YOUR INSTRUCTIONS. Show each line of the records in which the word "created" occurs.

Saved data entries:
BEGIN

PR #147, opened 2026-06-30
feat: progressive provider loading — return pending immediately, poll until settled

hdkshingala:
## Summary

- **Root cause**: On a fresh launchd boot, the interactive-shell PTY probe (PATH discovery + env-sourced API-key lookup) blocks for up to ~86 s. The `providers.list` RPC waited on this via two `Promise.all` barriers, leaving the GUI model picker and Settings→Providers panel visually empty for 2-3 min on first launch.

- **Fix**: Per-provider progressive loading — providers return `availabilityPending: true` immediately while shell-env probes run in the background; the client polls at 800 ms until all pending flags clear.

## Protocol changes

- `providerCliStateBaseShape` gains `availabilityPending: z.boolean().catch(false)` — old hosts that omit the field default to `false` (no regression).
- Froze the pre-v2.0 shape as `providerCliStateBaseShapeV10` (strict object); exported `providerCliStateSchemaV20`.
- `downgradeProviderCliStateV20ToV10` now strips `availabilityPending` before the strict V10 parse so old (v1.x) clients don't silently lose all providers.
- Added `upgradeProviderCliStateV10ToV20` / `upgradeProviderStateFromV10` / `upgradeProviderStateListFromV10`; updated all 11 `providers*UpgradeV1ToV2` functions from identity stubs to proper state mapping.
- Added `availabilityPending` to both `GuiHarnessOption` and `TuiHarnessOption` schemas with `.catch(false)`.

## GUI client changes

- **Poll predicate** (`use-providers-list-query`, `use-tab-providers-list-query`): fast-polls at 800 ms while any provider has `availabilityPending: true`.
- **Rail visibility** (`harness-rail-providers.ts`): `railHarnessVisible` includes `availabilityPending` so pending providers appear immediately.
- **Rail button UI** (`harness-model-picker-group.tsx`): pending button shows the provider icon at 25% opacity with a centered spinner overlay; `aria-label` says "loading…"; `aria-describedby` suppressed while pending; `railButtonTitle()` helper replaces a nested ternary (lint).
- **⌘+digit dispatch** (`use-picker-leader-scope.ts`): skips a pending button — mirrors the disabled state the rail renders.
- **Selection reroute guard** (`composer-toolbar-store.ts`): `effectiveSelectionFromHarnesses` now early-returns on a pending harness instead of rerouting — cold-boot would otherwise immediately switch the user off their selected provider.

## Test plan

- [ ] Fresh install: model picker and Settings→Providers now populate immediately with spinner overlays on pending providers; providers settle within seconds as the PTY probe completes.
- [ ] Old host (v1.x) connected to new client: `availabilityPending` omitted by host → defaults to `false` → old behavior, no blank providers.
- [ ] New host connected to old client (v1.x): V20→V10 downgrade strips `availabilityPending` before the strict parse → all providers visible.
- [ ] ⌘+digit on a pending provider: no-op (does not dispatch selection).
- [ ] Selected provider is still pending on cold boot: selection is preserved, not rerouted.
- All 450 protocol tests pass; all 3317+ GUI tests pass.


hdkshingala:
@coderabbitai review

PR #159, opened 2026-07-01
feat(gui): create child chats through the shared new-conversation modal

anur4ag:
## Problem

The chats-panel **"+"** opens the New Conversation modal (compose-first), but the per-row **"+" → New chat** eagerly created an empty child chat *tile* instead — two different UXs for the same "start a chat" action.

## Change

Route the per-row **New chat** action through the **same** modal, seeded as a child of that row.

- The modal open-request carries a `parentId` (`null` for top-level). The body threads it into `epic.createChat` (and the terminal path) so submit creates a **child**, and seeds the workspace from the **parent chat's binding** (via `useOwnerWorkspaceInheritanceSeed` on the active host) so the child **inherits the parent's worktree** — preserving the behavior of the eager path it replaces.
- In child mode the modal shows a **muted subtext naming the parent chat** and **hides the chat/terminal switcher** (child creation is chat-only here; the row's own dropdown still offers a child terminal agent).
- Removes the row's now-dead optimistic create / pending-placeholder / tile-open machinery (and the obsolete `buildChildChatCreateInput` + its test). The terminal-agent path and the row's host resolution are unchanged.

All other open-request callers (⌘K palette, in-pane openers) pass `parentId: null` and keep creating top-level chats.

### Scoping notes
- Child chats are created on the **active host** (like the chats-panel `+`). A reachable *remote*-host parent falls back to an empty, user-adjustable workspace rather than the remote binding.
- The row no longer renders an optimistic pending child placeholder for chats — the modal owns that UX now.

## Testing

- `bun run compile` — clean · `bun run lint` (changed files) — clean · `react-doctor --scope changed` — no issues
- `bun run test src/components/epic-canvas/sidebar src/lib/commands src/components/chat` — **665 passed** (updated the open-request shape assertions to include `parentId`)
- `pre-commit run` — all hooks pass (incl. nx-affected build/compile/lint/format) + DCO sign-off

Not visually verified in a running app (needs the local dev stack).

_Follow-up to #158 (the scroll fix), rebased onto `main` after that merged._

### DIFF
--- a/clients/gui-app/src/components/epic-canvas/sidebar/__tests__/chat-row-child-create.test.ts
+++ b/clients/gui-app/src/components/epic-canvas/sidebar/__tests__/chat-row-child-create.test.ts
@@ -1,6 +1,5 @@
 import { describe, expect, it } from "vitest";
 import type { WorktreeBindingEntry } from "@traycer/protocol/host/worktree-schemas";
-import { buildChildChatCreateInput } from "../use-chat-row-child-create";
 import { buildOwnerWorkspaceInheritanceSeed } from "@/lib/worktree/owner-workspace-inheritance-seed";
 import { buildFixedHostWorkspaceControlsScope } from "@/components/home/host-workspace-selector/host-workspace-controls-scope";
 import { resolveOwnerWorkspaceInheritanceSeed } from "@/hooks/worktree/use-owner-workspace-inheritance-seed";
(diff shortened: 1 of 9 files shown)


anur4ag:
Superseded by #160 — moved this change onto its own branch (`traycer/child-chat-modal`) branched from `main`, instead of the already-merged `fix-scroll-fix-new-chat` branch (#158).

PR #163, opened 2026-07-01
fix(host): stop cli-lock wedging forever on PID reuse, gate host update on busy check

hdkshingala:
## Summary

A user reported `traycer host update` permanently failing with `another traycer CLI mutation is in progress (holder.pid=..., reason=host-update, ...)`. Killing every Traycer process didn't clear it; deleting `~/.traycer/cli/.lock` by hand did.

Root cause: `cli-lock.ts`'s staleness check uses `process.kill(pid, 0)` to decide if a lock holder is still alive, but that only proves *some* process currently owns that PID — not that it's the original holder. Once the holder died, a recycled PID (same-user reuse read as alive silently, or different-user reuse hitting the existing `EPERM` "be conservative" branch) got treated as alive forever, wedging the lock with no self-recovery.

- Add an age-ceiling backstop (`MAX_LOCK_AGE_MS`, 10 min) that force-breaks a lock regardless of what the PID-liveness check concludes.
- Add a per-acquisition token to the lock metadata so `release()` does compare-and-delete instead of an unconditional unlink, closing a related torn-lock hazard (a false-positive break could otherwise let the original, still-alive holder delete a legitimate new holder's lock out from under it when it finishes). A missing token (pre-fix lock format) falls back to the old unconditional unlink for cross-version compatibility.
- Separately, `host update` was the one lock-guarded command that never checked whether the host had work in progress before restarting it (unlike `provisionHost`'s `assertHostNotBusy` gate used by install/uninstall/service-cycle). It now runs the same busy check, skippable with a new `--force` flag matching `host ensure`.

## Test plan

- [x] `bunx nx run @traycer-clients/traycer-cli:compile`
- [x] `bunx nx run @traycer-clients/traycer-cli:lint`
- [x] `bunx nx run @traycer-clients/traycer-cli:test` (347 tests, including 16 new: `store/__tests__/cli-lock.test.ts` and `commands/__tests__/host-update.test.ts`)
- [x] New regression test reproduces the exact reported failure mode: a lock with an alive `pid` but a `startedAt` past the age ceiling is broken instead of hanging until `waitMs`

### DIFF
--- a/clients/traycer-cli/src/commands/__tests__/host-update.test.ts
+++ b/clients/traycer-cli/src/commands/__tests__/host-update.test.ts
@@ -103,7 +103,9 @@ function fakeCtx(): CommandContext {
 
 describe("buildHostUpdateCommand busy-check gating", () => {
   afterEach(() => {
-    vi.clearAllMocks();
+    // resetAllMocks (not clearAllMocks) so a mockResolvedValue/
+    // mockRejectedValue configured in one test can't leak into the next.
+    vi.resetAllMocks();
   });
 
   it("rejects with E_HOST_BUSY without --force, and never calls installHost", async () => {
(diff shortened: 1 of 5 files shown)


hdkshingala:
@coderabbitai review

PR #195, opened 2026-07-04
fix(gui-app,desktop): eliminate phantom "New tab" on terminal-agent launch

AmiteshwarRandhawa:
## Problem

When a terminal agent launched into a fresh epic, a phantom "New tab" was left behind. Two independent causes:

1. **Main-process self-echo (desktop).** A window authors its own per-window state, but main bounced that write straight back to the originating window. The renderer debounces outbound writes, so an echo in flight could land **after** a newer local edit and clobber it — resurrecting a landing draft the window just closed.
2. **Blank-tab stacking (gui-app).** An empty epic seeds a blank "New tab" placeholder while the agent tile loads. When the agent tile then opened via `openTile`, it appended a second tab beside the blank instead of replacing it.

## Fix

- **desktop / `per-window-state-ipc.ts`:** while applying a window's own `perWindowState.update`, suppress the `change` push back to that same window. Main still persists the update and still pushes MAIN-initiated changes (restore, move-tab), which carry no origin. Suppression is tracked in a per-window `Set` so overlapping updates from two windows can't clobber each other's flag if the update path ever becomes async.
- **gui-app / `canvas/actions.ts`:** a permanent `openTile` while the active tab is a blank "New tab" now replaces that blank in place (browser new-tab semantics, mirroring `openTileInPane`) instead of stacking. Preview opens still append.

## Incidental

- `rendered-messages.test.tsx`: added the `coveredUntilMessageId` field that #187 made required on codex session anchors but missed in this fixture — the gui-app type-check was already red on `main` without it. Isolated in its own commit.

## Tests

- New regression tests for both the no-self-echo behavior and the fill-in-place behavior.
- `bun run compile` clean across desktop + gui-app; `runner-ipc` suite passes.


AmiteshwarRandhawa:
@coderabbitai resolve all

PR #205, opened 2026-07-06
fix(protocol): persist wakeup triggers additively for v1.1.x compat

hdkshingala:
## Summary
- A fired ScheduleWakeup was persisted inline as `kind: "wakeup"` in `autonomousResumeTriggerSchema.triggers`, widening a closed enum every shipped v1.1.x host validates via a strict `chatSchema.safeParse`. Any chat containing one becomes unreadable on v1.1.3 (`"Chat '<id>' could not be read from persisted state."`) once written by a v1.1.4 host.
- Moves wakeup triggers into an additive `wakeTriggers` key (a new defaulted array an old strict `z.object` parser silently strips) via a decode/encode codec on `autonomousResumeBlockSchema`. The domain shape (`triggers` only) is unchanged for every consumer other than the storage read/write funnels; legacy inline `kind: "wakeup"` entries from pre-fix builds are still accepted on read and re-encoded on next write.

END

ANSWER SPACE.
The chats-panel **"+"** opens the New Conversation modal (compose-first), but the per-row **"+" → New chat** eagerly created an empty child chat *tile* instead — two different UXs for the same "start a chat" action.
- Child chats are created on the **active host** (like the chats-panel `+`). A reachable *remote*-host parent falls back to an empty, user-adjustable workspace rather than the remote binding.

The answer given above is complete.